Re: Open Issue #61: Proposed Update UAX #15 Unicode Normalization Forms

From: Markus Scherer (markus.scherer@jtcsv.com)
Date: Fri Jan 28 2005 - 12:53:05 CST

Next message: Jon Hanna: "RE: Subj: Scotland"

Previous message: Magda Danish \(Unicode\): "FW: Subj: Scotland"
In reply to: Simon Josefsson: "Re: Open Issue #61: Proposed Update UAX #15 Unicode Normalization Forms"
Next in thread: Simon Josefsson: "Re: Open Issue #61: Proposed Update UAX #15 Unicode Normalization Forms"
Reply: Simon Josefsson: "Re: Open Issue #61: Proposed Update UAX #15 Unicode Normalization Forms"
Messages sorted by: [ date ] [ thread ] [ subject ] [ author ] [ attachment ]
Mail actions: [ respond to this message ] [ mail a new topic ]

Simon Josefsson wrote:
> There is an online interface to one such implementation at
> <http://josefsson.org/idn.php>, although I would argue that it is
> correct, and not broken, at least until StringPrep/IDN is updated to
> handle this issue.

I would like to offer two online demos using ICU:

IDNA Demo: http://oss.software.ibm.com/cgi-bin/icu/idnademo
Normalization Browser: http://oss.software.ibm.com/cgi-bin/icu/nbrowser

The interesting thing here is that ICU's IDN implementation was modified, in response to the earlier
discussion on this list, to use the broken NFKC implementation, while ICU's normalization API
provides the fixed implementation according to the corrigendum (and the sample code).

Try
http://oss.software.ibm.com/cgi-bin/icu/idnademo?t=%5Cu1100%5Cu0300%5Cu1161
vs.
http://oss.software.ibm.com/cgi-bin/icu/nbrowser?t=&s=1100+0300+1161&uv=0ì

How does this work? Well, I added a hidden flag in an internal header that selects between the
two... There was already a way to select between Unicode 3.2 normalization (for StringPrep/IDNA) and
the current-Unicode normalization (Unicode 4.0.1 in ICU 3.2).

Note: Unfortunately, the URLs above will change within about a month.
They should become available at http://ibm.com/software/globalization/icu/chartsdemostools.jsp

> It would be interesting to find out what percentage of the problem
> sequences are unstable under NFKC.

This might be difficult: There is an infinite number of such sequences since there can be more than
one combining mark between the wrongly composing characters. A comparison would be on the order of
how many even numbers are there compared to all integers.

I propose that
1. Domain name registrars test new registrations for problematic
    domain names and reject them, ASAP.
    For example, ICU's internal flag could be used to normalize
    a string twice and check for differences.
2. Domain names that have already been registered be checked
    for problematic strings.

Number 1. ensures that the problem does not grow, as far as domain names are concerned.
I predict that number 2. will produce an empty set.

Best regards,
markus

-- 
Opinions expressed here may not reflect my company's positions unless otherwise noted.
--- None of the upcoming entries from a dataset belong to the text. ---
PR #802, opened 2022-03-15
cmake: remove unused code

axel-h:
Clean up the CMake script:
- `SLOTS` cannot be less than `MAX_IRQ` (I'm not sure why this was added initially, seems some safe-guard that was never really needed)
- remove helper variable `MAX_IRQ` and use only `MAX_NUM_IRQ` everywhere  (should have happened at the last refactoring already)

### DIFF
--- a/config.cmake
+++ b/config.cmake
@@ -48,10 +48,9 @@ set_property(
 
 # These options are now set in seL4Config.cmake
 if(DEFINED CALLED_declare_default_headers)
-    # calculate the irq cnode size based on MAX_IRQ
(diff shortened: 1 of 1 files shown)


kent-mcleod (approved):
Unused is probably a better word to use in this context than useless.

axel-h:
> Unused is probably a better word to use in this context than useless.

Agree, sounds a bit nicer. 

@szhuang: I've looked though the code history and it seems this check never really needed. However, I'm not sure if I miss something there why this was added. Do you happen remember anything?

PR #803, opened 2022-03-16
small python config handling improvements

axel-h:
- reduce redundancy in config selection
- reverse config class names. The naming is more intuitive this way and the classes show up together in the IDE outline.

### DIFF
--- a/tools/hardware/config.py
+++ b/tools/hardware/config.py
@@ -111,9 +111,12 @@ class RISCVConfig(Config):
 
 def get_arch_config(sel4arch: str, addrspace_max: int) -> Config:
     ''' Return an appropriate Config object for the given architecture '''
-    if sel4arch in ['aarch32', 'aarch64', 'arm_hyp']:
-        return ARMConfig(sel4arch, addrspace_max)
-    elif sel4arch in ['riscv32', 'riscv64']:
-        return RISCVConfig(sel4arch, addrspace_max)
-    else:
-        raise ValueError('Unsupported sel4arch "{}" specified.'.format(sel4arch))
+
+    for (ctor, arch_list) in [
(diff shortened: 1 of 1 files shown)


lsf37:
Can't really say I'm in favour of this one.

> * reduce redundancy in config selection

I don't see any reduction in redundancy. The name `sel4arch` is mentioned one times less, but I find the previous structure clearer. The new one is not wrong or anything, but it's not better.

> * reverse config class names. The naming is more intuitive this way and the classes show up together in the IDE outline.

My IDE already shows them next to each other. In fact, there are only three classes, so I don't think this is a good argument for code churn.

axel-h:
> I don't see any reduction in redundancy. The name sel4arch is mentioned one times less, but I find the previous structure clearer. The new one is not wrong or anything, but it's not bette

Basically, this change come from some experimenting with adding more architectures. It scales a bit better, because new classes can be added as a line to the array then.

lsf37:
> Basically, this change come from some experimenting with adding more architectures. It scales a bit better, because new classes can be added as a line to the array then.

I don't really see that, to me it scales exactly the same: you either add an additional `ifelse` branch or you add a line.

axel-h:
It's more "pythonic" ;)

kent-mcleod:
> * reduce redundancy in config selection
> 
> * reverse config class names. The naming is more intuitive this way and the classes show up together in the IDE outline.

A PR wouldn't be blocked from being merged based on these requirements. As these changes aren't fixing an existing problem or adding new functionality I don't think they should be merged. We aren't about to add any new architectures so trying to make the code ready for something we aren't actively planning for isn't a good use of limited attention spans.

axel-h:
Closing this based on the feedback

PR #804, opened 2022-03-19
riscv-he: Merge branch 'master' into riscv_he_v0.6

Ivan-Velickovic:
The goal of this PR is to merge in the latest kernel into the RISC-V HE branch used for the RISC-V VMM. See  SEL4PROJ/sel4-riscv-vmm-manifest#1 for details.

There were merge conflicts in the following files, not sure if this is helpful, but I've noted my resolution for each, they are all fairly minor:

* `include/arch/riscv/arch/machine.h`
    * Merged in write_sip. Not sure whether to get rid of this or not, I can't find anywhere it's being used.
    * Removed `Arch_finaliseInterrupt` and helper function declarations below it, since they were removed.
* `src/arch/riscv/config.cmake`
    * Removed `halt.s` since it no longer exists.
* `src/arch/riscv/machine/hardware.c`
    * Rename `INTERRUPT_CORE_TIMER` to `KERNEL_TIMER_IRQ`.
    * `map_kernel_devices`, same as master but with the PLIC mapped in explicitly.
    * `isIRQPending` stays the same with the interrupt flags renamed to match the current ones.
    * `getNewActiveIRQ` was merged into `getActiveIRQ`, the logic for finding the active IRQ is the same before the merge.
* `src/arch/riscv/platform_gen.h.in`
     * Rename `INTERRUPT_CORE_TIMER` to `KERNEL_TIMER_IRQ`.
* `src/plat/spike/config.cmake`
     * Removed `LLU` from `TIMER_FREQUENCY` to match the current style.

The only other change I made was to add a condition for the spike platform in `riscv_plic0.h`, otherwise the VMM doesn't build.


axel-h:
Why are you not simply rebasing the branch? Who owns it, @yyshen?

yyshen:
@Ivan-Velickovic Rebasing the branch with master branch would be better? I hope rebasing will not introduce more work.

lsf37:
> How much time are you going top spend on this topic? I've looked though the commits the branch and wonder if they should be squashed a bit. especially when the deal with older version of the H extension.
> I've also see this uses spike and not the QUEM RISC-V virt platform (https://www.qemu.org/docs/master/system/riscv/virt.html), would it make sense to switch to it?

lsf37:
Sorry, accidentally hit the "close" button instead of commenting. If squashing helps with future rebases that would be worth considering, yes. Probably better for @yyshen and @Ivan-Velickovic to work this out between themselves if they are the main people working on this branch.

If the branch is rebased, do we still need a PR? There seems to be one additional commit.

axel-h:
I think we can close the PR, this is still a dev branch that does no give much guarantees at the moment. The next step for a PR could be upstreaming parts of this to `master`, not sure if there is something alreadd - refactoring maybe?

Ivan-Velickovic:
Closed since it's not necessary for this to be a PR, it's only the rebase with one extra commit.

Ivan-Velickovic:
> How much time are you going top spend on this topic? I've looked though the commits the branch and wonder if they should be squashed a bit. especially when the deal with older version of the H extension. I've also see this uses spike and not the QUEM RISC-V virt platform (https://www.qemu.org/docs/master/system/riscv/virt.html), would it make sense to switch to it?

The VMM runs using the QEMU `virt` platform. I assume they're similar enough that adding kernel support for the RISC-V `virt` platform isn't necessary, for now.

axel-h:
I have qemu "virt" somehow building now and will start upstreaming this, see https://github.com/seL4/seL4/pull/818

PR #806, opened 2022-03-21
Follow common CMAKE usage

locriacyber:
Instead of hard coding compiler and compile targets, let CMake figure that out itself.


configs/seL4Config.cmake
```diff
@@ -227,11 +227,18 @@ if(KernelArchARM)
...
 endif()
 
-if("${TRIPLE}" STREQUAL "")
+set(LLVM_TOOLCHAIN ON CACHE BOOL "if using clang as compiler (auto detected)")
+if (CMAKE_ASM_COMPILER_ID MATCHES "GNU")
+    set(LLVM_TOOLCHAIN OFF)
+endif()
+
+
+if("$LLVM_TOOLCHAIN" STREQUAL "ON")
```
axel-h, line 236: nitpicking:
```suggestion
if("${LLVM_TOOLCHAIN}" STREQUAL "ON")
```
We could also simply use `if(LLVM_TOOLCHAIN)`, as this is sufficient given the if-evaulation rules from https://cmake.org/cmake/help/latest/command/if.html#command:if

configs/seL4Config.cmake
```diff
@@ -244,16 +251,6 @@ if(
     configure_file(
         "${CMAKE_CURRENT_LIST_DIR}/../${toolchain_file}" "${toolchain_outputfile}.temp" @ONLY
     )
-    if(EXISTS "${toolchain_outputfile}")
```
axel-h, line 247: @kent-mcleod: what do you think about removing this check? I assume it there for a reason mainly coming from using the CMake GUI to change the settings. So we might better keep this to avoid broken builds then.

locriacyber: I edit CMakeCache.txt directly. For some reason this don't allow me to compile.

To avoid broken builds, it's better to add protection in CMake scripts directly.

lsf37: It sounds to me like the check did exactly what it was intended to do. Editing `CMakeCache.txt` directly is not supported by the rest of the build system and will lead to inconsistent results.

lsf37:
I see no reason for making this change. Please provide a rationale why this fixing anything or makes something better.

configs/seL4Config.cmake
kent-mcleod: > It sounds to me like the check did exactly what it was intended to do. Editing `CMakeCache.txt` directly is not supported by the rest of the build system and will lead to inconsistent results.

The error should have only been raised if the changes to the CMakeCache.txt changed the contents of the generated toolchain file. It shouldn't raise an error for simply editing the CMakeCache.txt file as this is what the `ccmake` program essentially does - which is supported.  However making config changes that affect the generated toolchain file (which should be restricted to changes in the following cache variables: `KernelSel4Arch`, `KernelArch`, `KernelWordSize`, `CROSS_COMPILER_PREFIX`) will generate this error as changing the toolchain file requires re-initializing the build because CMake caches a lot of toolchain discovery it does and this doesn't get reset if the toolchain file changes.

kent-mcleod:
> Instead of hard coding compiler and compile targets, let CMake figure that out itself.

The default toolchain files have a fair amount of policy around selecting the right compilers based on the target platform and assumptions about the developer environment.  We don't want to change this if it means having to also always pass in a toolchain option with a platform option.

The existing scripts are set up to ignore the default toolchain files if `CMAKE_TOOLCHAIN_FILE` is set on the CMake command line. If you want different toolchain selection policy then this may be a better option for you.

locriacyber:
It's better to rely on CMake to find the right compiler, and the project should only reject the compiler if it's not good. The project should never choose the compiler itself, not hard-code the path of compiler either.

lsf37:
> It's better to rely on CMake to find the right compiler, and the project should only reject the compiler if it's not good. The project should never choose the compiler itself, not hard-code the path of compiler either.

I disagree entirely. seL4 makes assumptions on the specific compiler and flags being used and will not work correctly with just any compiler. So choosing the compiler is precisely what it should do.

kent-mcleod:
> It's better to rely on CMake to find the right compiler, and the project should only reject the compiler if it's not good. The project should never choose the compiler itself, not hard-code the path of compiler either.

We are following CMake's documented way of setting cross compilers using toolchain files based on the documentation here: https://cmake.org/cmake/help/latest/manual/cmake-toolchains.7.html#cross-compiling.

> The [CMAKE_\<LANG\>_COMPILER](https://cmake.org/cmake/help/latest/variable/CMAKE_LANG_COMPILER.html#variable:CMAKE_%3CLANG%3E_COMPILER) variables may be set to full paths, or to names of compilers to search for in standard locations. For toolchains that do not support linking binaries without custom flags or scripts one may set the [CMAKE_TRY_COMPILE_TARGET_TYPE](https://cmake.org/cmake/help/latest/variable/CMAKE_TRY_COMPILE_TARGET_TYPE.html#variable:CMAKE_TRY_COMPILE_TARGET_TYPE) variable to STATIC_LIBRARY to tell CMake not to try to link executables during its checks.

locriacyber:
@kent-mcleod thanks! I'll use CMAKE_TOOLCHAIN_FILE.

PR #1491, opened 2025-07-04
manual/README.md: include API doc generation

lsf37:
Migrate documentation of the API docs generation process here from the docsite where it is too much out of view. Here it is closer to where it is needed and more likely to get updated when things change.

Compared to the docsite version, this has applied:

- standard wrap column
- markdown lints
- adjusted headings
- `object-api-sel4-arch.xml` etc renames
- include RISC-V in structure

### DIFF
--- a/manual/README.md
+++ b/manual/README.md
@@ -4,14 +4,199 @@
      SPDX-License-Identifier: CC-BY-SA-4.0
 -->
 
-seL4 Reference Manual
-=====================
+# seL4 Reference Manual
+
+## Build
 
 To build a PDF use
 
     make
 
-You will need recent version of `LaTeX` and `doxygen`.
+You will need recent version of `LaTeX` and `doxygen` as well as the seL4 python
+dependencies.
 
 The main source file is `manual.tex`, most of the text is in `parts/`,
 and most of the API reference is generated with `doxygen`.
+
+## API Generation
+
+The documentation of the seL4 API is automatically generated from
+comments in the source code. This section documents the process.
+
+### Types of API
+
+seL4 has two types of API, system calls and object invocations.
+
+- Top-level system calls are generally for message passing, for example `Call`,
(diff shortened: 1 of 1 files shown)


manual/README.md
```diff
@@ -4,14 +4,196 @@
...
-You will need recent version of `LaTeX` and `doxygen`.
+You will need recent version of `LaTeX` and `doxygen` as well as the seL4 python
+dependencies.
 
 The main source file is `manual.tex`, most of the text is in `parts/`,
 and most of the API reference is generated with `doxygen`.
+
+## API Generation
+
+The documentation of the seL4 API in them manual is automatically generated from
```
Indanz:
```suggestion
The documentation of the seL4 API in the manual is automatically generated from
```
Or leave out the "in the manual" altogether, as that's obvious from the context.

manual/README.md
```diff
@@ -4,14 +4,196 @@
...
+comments in the source code. This section documents the process.
+
+### Types of API
+
+seL4 has two types of API:
+
+- System Calls, mostly concerned with message-passing between threads. Some
+  examples are `Send` and `Recv`
```
Indanz: Aren't `Send` and `Recv` just object invocations on endpoints or notifications? Took me forever to figure that out.

Indanz (approved):

manual/README.md
lsf37: I've also always found that distinction a bit strange.`Call` etc are also just object invocations in the end. The only syscall that is not an object invocation is `Yield` (and maybe debug + benchmarking things). I don't think we should try to change that terminology in a transfer PR :-)

lsf37: Although, re-reading this part, it could be made at least a little clearer. Will attempt that.

lsf37: Alright, have tried that. Is that any better?

Indanz: Yes, that's better, thanks.

PR #1492, opened 2025-07-07
bitgield_gen: remove manual table of contents

lsf37:
Remove manual table of contents for rendering on the docsite, which will provide an automatic TOC.

(It was not that super useful on GitHub either)


Indanz:
Where on the docsite is/was the bitfield manual? I can't find it.

PR #1494, opened 2025-07-14
manual: markdown generation tweaks

lsf37:
- fix python string escape warnings
- minor python lints and typos
- use non-breaking space for types in markdown tables

The latter avoids breaking `seL4_Word *` into two lines in tables. Uses unicode `0u000A`, because `&nbsp;` does not always get rendered correctly and `0u000A` is just passed through.

### DIFF
--- a/manual/tools/parse_doxygen_xml.py
+++ b/manual/tools/parse_doxygen_xml.py
@@ -7,7 +7,7 @@
 
 """
 Script for generating latex from doxygen-generated xml files.
-The generatetd latex files are compatible with the seL4 manual.
+The generated latex files are compatible with the seL4 manual.
 """
 import argparse
 import sys
@@ -585,7 +585,7 @@ def generate_general_syscall_doc(generator, input_file_name, level, ref_dict):
     """
     Takes a path to a file containing doxygen-generated xml,
     and return a string containing latex suitable for inclusion
-    in the sel4 manual.
+    in the seL4 manual.
     """
 
     dir_name = os.path.dirname(input_file_name)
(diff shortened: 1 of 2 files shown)


manual/tools/parse_doxygen_xml.py
```diff
@@ -503,9 +503,15 @@ def generate_params(self, param_string):
...
+    def make_nbsp(self, string):
+        """Make all spaces non-breaking"""
+
+        # Use unicode non-breaking space. HTML &nbsp; is not valid in all Markdown flavours.
+        return string.replace(" ", "\u00a0")
+
     def generate_param_string(self, param_info, param_name):
         return "`%(type)s` | `%(name)s` | %(desc)s\n" % {
-            "type": self.get_text(param_info["type"], escape=False),
+            "type": self.make_nbsp(self.get_text(param_info["type"], escape=False)),
```
Indanz, line 514: Not sure I like this, what happens if you copy and paste these lines? I don't see the problem of breaking lines.

Indanz (approved):
Not sure about the non-breaking spaces commit, but rest is fine.

manual/tools/parse_doxygen_xml.py
lsf37: Without it, the line breaks like this even on wide screens:

```
seL4_Word | next column
*         |
```

lsf37: Let me check what happens when I copy the rendered text

lsf37: It gets copied as normal space from the browser, so should be fine for copy/pasting type info out of the docs.

Indanz: > Without it, the line breaks like this even on wide screens:

Well, that's a sign our text is too wide. Perhaps we have too much indentation?

lsf37: It's just markdown table layout -- the width of columns can't be controlled from just markdown, it depends on the size of the other columns and descriptions are long, so they will always overpower short type columns.

We could try to insert explicit layout, but then we should really be generating html instead of markdown.

Indanz: I looked on the API website and see what you mean. Non-breaking spaces is probably as good as it gets.

PR #1495, opened 2025-07-22
README: update links for new docsite structure

lsf37:
README.md:
- avoid using non-extension URLs, because they depend on how the site is hosted
- update links to point into the new structure

CHANGES.md:
- update releases link


corlewis (approved):
Looks good to me!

Next message: Jon Hanna: "RE: Subj: Scotland"
Previous message: Magda Danish \(Unicode\): "FW: Subj: Scotland"
In reply to: Simon Josefsson: "Re: Open Issue #61: Proposed Update UAX #15 Unicode Normalization Forms"
Next in thread: Simon Josefsson: "Re: Open Issue #61: Proposed Update UAX #15 Unicode Normalization Forms"
Reply: Simon Josefsson: "Re: Open Issue #61: Proposed Update UAX #15 Unicode Normalization Forms"
Messages sorted by: [ date ] [ thread ] [ subject ] [ author ] [ attachment ]
Mail actions: [ respond to this message ] [ mail a new topic ]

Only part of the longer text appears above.